Throughout “At Home,” I kept thinking, “Who knew?” But many’s the time I realized, actually, I did know. If you have any interest in furniture, food, fashion, architecture, energy or world history, chances are you’ve stumbled across some (or all) of the information Bryson has on offer. Countless books have been written on every subject covered in “At Home”; many are credited in the ample bibliography. But while Bryson may not have done much original research, it takes a very particular kind of thoughtfulness, as well as a bold temperament, to stuff all this research into a mattress that’s supportive enough to loll about on while pondering the real subject of this book — the development of the modern world. Very few of us know much about everything, and the appeal of Bryson’s sprawling history is in the warp of the material as much as its weft — in the way the whole thing is strung before it is woven. (And speaking of weaving, in the 17th century “India dominated the cotton trade, as we are reminded by the endless numbers of words that came into English from there: khaki, dungarees, gingham, muslin, pajamas, shawl, seersucker, and so on.”)
Bryson has mastered the art of making sweeping generalizations and bold pronouncements. With the discovery of how to extract rock oil (what we now call petroleum) on an industrial scale, George Bissell “changed the world completely and forever.” The realization that land did not have to be rested between plantings also “changed the world.” “The history of early America is really a history of coping with shortages of building materials.” “If you had to summarize it in a sentence, you could say that the history of private life is a history of getting comfortable slowly.” About guano, used as a fertilizer, “suddenly there was nothing in the world people wanted more.” It must be hard to keep track of so many things. Then again, word processing, and with it the ability to cut and paste with ease, has also changed the world.

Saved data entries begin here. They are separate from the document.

PR #139, opened 2017-03-24
Use busybox for bind mounts

steevp:
My BLU R1 HD's mount binary just segfaults with the bind option. This change allows Magisk to work correctly on my phone.

### DIFF
--- a/scripts/magic_mask.sh
+++ b/scripts/magic_mask.sh
@@ -57,7 +57,7 @@ unblock() {
 
 bind_mount() {
   if [ -e "$1" -a -e "$2" ]; then
-    mount -o bind "$1" "$2" || log_print "Mount Fail: $1 -> $2"
+    $BINPATH/busybox mount -o bind "$1" "$2" || log_print "Mount Fail: $1 -> $2"
   fi
 }
 
--- a/scripts/magic_mask.sh
+++ b/scripts/magic_mask.sh
@@ -57,7 +57,7 @@ unblock() {
 
 bind_mount() {
   if [ -e "$1" -a -e "$2" ]; then
-    $BINPATH/busybox mount -o bind "$1" "$2" || log_print "Mount Fail: $1 -> $2"
+    mount -o bind "$1" "$2" || $BINPATH/busybox mount -o bind "$1" "$2" || log_print "Mount Fail: $1 -> $2"
   fi
 }
 


DeicPro:
in some devices busybox's mount may fail... better use built-it mount and if fail use busybox one and if fail equally the regular return.

steevp:
Didn't think of that, thanks.

topjohnwu:
All commands running in the magic_mount scripts should already be running with busybox by default (the PATH variable is changed)
May you double check the issue?

steevp:
Uninstalled and reinstalled 11.6. Here is the log:
 https://hastebin.com/bepulitoku.md

Then I added some additional log printing:
```
bind_mount() {
  if [ -e "$1" -a -e "$2" ]; then
    log_print "PATH: $PATH"
    log_print "mount: $(which mount)"
    [ -e "$TOOLPATH/mount" ] || log_print "$TOOLPATH/mount not found"
    mount -o bind "$1" "$2" || log_print "Mount Fail: $1 -> $2"
  fi
}
```

Here is the log from that:
```
* Enabling BusyBox
PATH: /dev/busybox:/dev/busybox:/sbin:/vendor/bin:/system/sbin:/system/bin:/system/xbin
mount: /system/bin/mount
/dev/busybox/mount not found
Mount Fail: /dev/busybox -> /system/xbin
```

So it seems that, though $TOOLPATH is in the path, the $TOOLPATH/mount link hasn't been created yet, so it uses /system/bin/mount instead.

steevp:
OK I think I figured it out.

The symlinks exist but they point to /system/xbin/busybox, which might not exist before busybox is mounted. That's why the busybox bind_mount was using /system/bin/mount.

steevp:
OK I think I figured it out.

The symlinks exist, but they point to /system/xbin/busybox, which might not exist until after busybox is mounted. That's why the busybox bind mount was using /system/bin/mount.

Also looks like the "cp -afc" command in mount_busybox (and possibly other places) will use system cp if the user doesn't have a busybox binary in /system/xbin

topjohnwu:
This is really weird, because they should point to /data/magisk ($BINPATH), not /system/xbin

topjohnwu:
Try uninstall with uninstaller, then install Magisk again. Maybe something went wrong under /data/magisk

steevp:
Ah I see what happened now - I had an old busybox that didn't uninstall completely.

So when the magic_mask.sh was doing:
` cp -afc /system/xbin/. $TOOLPATH`
It would copy the old symlinks over. 

Sorry about that, I'll close this now.

Thanks.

“At Home” is baggy, loose-jointed and genial. It moves along at a vigorously restless pace, with the energy of a Labrador retriever off the leash, racing up to each person it encounters, pawing and sniffing and barking at every fragrant thing, plunging into icy waters only to dash off again, invigorated. You do, somehow, maintain forward momentum and eventually get to the end. Bryson is fascinated by everything, and his curiosity is infectious. As a reviewer, I ought to be concerned with matters of focus and organization. Bryson himself seems to have had moments of anxiety on the matter. “We might pause here for a moment,” he writes, about midway through, “to consider where we are and why.”
Indeed. We have wondered, many times, just exactly where we are and why. By the time he thinks to do a head count, we have just examined the skeleton of the Statue of Liberty, watched the erection of the Eiffel Tower and met the nouveaux riches of the Gilded Age — while standing in the gloomy recesses of a windowless corridor. No matter. Bryson’s enthusiasm brightens any dull corner. I recommend that you hand over control and simply enjoy the ride. You’ll be given a delightful smattering of information about everything but, weirdly, the kitchen sink.